A new federal lawsuit accuses controversial Georgia state Rep. Vernon Jones of blocking critics on Facebook.
Jones is the Democratic lawmaker who made waves last month by endorsing President Donald Trump's re-election campaign.
In the suit filed Tuesday in U.S. District Court in Atlanta, Cobb County resident Tomas Miko claims that Jones violated his First and Fourteenth Amendment rights by deleting critical comments he posted on the legislator’s Facebook page. Miko is the lone plaintiff in the suit, but it also cites three other individuals who said Jones blocked them and prevented further comments or public debate by them on his page.
“The case law has made very clear that a Facebook page where a government official is taking about government business is a government page, for purposes of the First Amendment,” Miko’s attorney, Gerry Weber, told The Atlanta Journal-Constitution. “And that means you can’t block your critics from posting, you can’t delete particular comments of your critics. Public officials are supposed to hear from both sides.”
Jones, who represents parts of southeastern DeKalb and Rockdale counties, did not immediately return requests for comment on the lawsuit Wednesday.
He’s hardly the first public official to be accused of inappropriately silencing critics on social media.
Weber himself has represented clients in recent suits or complaints against Republican state Rep. Ginny Erhart, Cobb County Sheriff Neil Warren, the Walton County Sheriff's Office and a Douglas County commissioner. Last summer, a federal appeals court in New York ruled that President Trump's practice of blocking critics from his @RealDonaldTrump Twitter account violated the First Amendment.

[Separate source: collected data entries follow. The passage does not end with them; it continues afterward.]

PR #164, opened 2020-04-21
Update the gulpfiles, core and generator packages to use EC in raml-toolkit

gkhunger-sf:
The build is failing because raml-tolkit with exhcange-connector hasn't been published yet


packages/generator/gulpfiles/gulpfile-exchange-connector.ts
```diff
@@ -0,0 +1,96 @@
+/*
```
unandyala, line 1: We decided to keep all the file names in lower camelCase. There was a PR before to rename all the existing files. Since these files are tasks I would suggest rename something like **apiDownloadTask**

packages/generator/tsconfig.json
```diff
@@ -6,7 +6,7 @@
     },
     "exclude": [
         "node_modules",
-        "gulpfile.ts",
+        "gulpfiles",
```
unandyala, line 9: Is this still valid after the rename?

gkhunger-sf: yeah, because this is the name of the directory and it is still the same.

PR #168, opened 2020-04-23
Br/add info level logging.w 7365183

bredmond-sf:
Add info level logging

As an app developer I want info level logging from the SDK so that I can debug issues with my app.

Acceptance Criteria
Log info when API request made
API end point
Log info for result
Response code
Log if the response was OK (per make fetch happen).
Also log OK if response code is 304
Status text

Test plan
unit test

Example:
```
Request: POST https://0dnz6oep.api.commercecloud.salesforce.com/customer/shopper-customers/v1/organizations/f_ecom_bblx_stg/customers/actions/login?clientId=b6945b0e-fa1b-4232-a562-a5b34462aa02&siteId=RefArch
Received successful response: 200 OK
Request: GET https://0dnz6oep.api.commercecloud.salesforce.com/search/shopper-search/v1//organizations/f_ecom_bblx_stg/product-search?q=dress&siteId=RefArch
Received successful response: 200 OK
```


packages/core/src/base/staticClient.ts
```diff
@@ -78,6 +79,25 @@ export function getHeader(
   return header;
 }
 
+/**
+ * Format the request being made for logging.
+ *
+ * @param resource The resource being requested
+ * @param fetchOptions The options to the fetch call
+ */
+export const formatFetchForInfoLog =
```
monkey-jeff, line 88: [NIT] really minor...but should this be `formatRequestForInfoLog` instead

packages/core/src/base/staticClient.ts
```diff
@@ -78,6 +79,25 @@ export function getHeader(
...
+  (resource:string, fetchOptions:RequestInit): string => `Request: ${fetchOptions.method.toUpperCase()} ${resource}`;
+
+/**
+ * Format the response received for logging.
+ *
+ * @param response The response received
+ */
+export const formatResponseForInfoLog = (response:Response): string => {
+  const successString = (response.ok || response.status === 304) ? "successful" : "unsuccessful";
+  return `Received ${successString} response: ${response.status} ${response.statusText}`;
```
monkey-jeff, line 98: Consider making it more uniform with the previous statement

```suggestion
  return `Response: ${successString} - ${response.status} ${response.statusText}`;
```

Or something like that

packages/core/src/base/staticClient.ts
```diff
@@ -139,8 +159,12 @@ async function runFetch(
     fetchOptions.cacheManager = options.client.clientConfig.cacheManager;
   }
 
+  sdkLogger.info(formatFetchForInfoLog(resource, fetchOptions));
+
   const response = await fetch(resource, fetchOptions);
 
+  sdkLogger.info(formatResponseForInfoLog(response));
```
monkey-jeff, line 166: Do we have a test that ensures that this is called on a failure?

packages/core/src/base/staticClient.ts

The suit against Jones claims that he blocked Miko after an early March exchange about an immigration-related piece of legislation that Jones had co-sponsored. The complaint says three other people reported being blocked after posting on Jones' Facebook page about demeaning comments he reportedly made toward Stephe Koontz, a transgender member of the Doraville City Council.

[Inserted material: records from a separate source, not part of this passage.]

PR #170, opened 2020-04-24
Add User-Agent header to track SDK usage

wjhsf:
* The static client test file was quite large, so I split it and moved the files into a subdirectory.
* Cleaned up the tests a bit, particularly the headers tests.
* Added `User-Agent` header to all requests. The format is `commerce-sdk@<version>;`, e.g. `commerce-sdk@1.4.0-beta.0;`.


packages/core/src/base/staticClient.ts
```diff
@@ -13,7 +13,10 @@ export { DefaultCache, Response };
 import { Resource } from "./resource";
 import { BaseClient } from "./client";
 import { sdkLogger } from "./sdkLogger";
+import pkg from "../../package.json";
 
+// Version is from @commerce-apps/core, but it will always match commerce-sdk
```
kalagarraj, line 18: +1 for calling this out..

kalagarraj: pls add or update a test in integration to verify this new header matching the commerce-sdk version

wjhsf: I have added a test.

wjhsf:
I originally used `import pkg from "../../package.json")`. This caused TypeScript to complain, and fixing that complaint required a complex solution with multiple `tsconfig.json` files.

I changed the import to `const pkg = require("../../package.json")` and added an `eslint-ignore` directive. This solution doesn't require any other changes, but I'm not sure whether it will cause issues downstream. Is `@typescript-eslint/no-var-requires` a best-practices kind of rule or things-will-break kind of rule?

monkey-jeff:
> I originally used `import pkg from "../../package.json")`. This caused TypeScript to complain, and fixing that complaint required a complex solution with multiple `tsconfig.json` files.
> 
> I changed the import to `const pkg = require("../../package.json")` and added an `eslint-ignore` directive. This solution doesn't require any other changes, but I'm not sure whether it will cause issues downstream. Is `@typescript-eslint/no-var-requires` a best-practices kind of rule or things-will-break kind of rule?

This is the proper solution here.

packages/core/src/base/staticClient.ts
```diff
@@ -152,6 +175,12 @@ async function runFetch(
     _.merge(fetchOptions.headers, options.headers);
   }
 
+  // Delete all user-specified user agents to prevent an override
+  // (Multiple can be specified by using different casing)
+  stripHeaders("user-agent", fetchOptions.headers);
+  // Specify user agent using lower case in order to override make-fetch-happen
+  fetchOptions.headers["user-agent"] = USER_AGENT;
```
monkey-jeff, line 182: Why do we have to strip it if we are just setting it here anyway?  Seems needless.

kalagarraj: User agent is used to determine then response payload in some retail web architectures. I would just add the commerce sdk user agent without stripping others.

wjhsf: This user agent is only sent to our own APIs. Our APIs don't have any conditional behavior based on user agent.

The suit says Jones ultimately made his original Facebook page private altogether, then started another page on April 15 — the day after his controversial Trump endorsement. That endorsement triggered swift condemnation fellow Democrats, as well as a wave of national media attention.
About a week after making the endorsement, Jones said he would resign from the state legislature, whose current session is yet to be completed because of the coronavirus pandemic. But he walked that vow back just a day later, citing an "overwhelming amount of support" from his constituents.
Jones did, however, drop his re-election bid — a decision that avoided further proceedings in a legal challenge to his residency.
In March, a constituent filed a challenge with the state claiming that Jones actually lived in Atlanta and not in House District 91, and therefore should not have been able to qualify to seek re-election. The complaint was dismissed as moot when Jones pulled out of the race.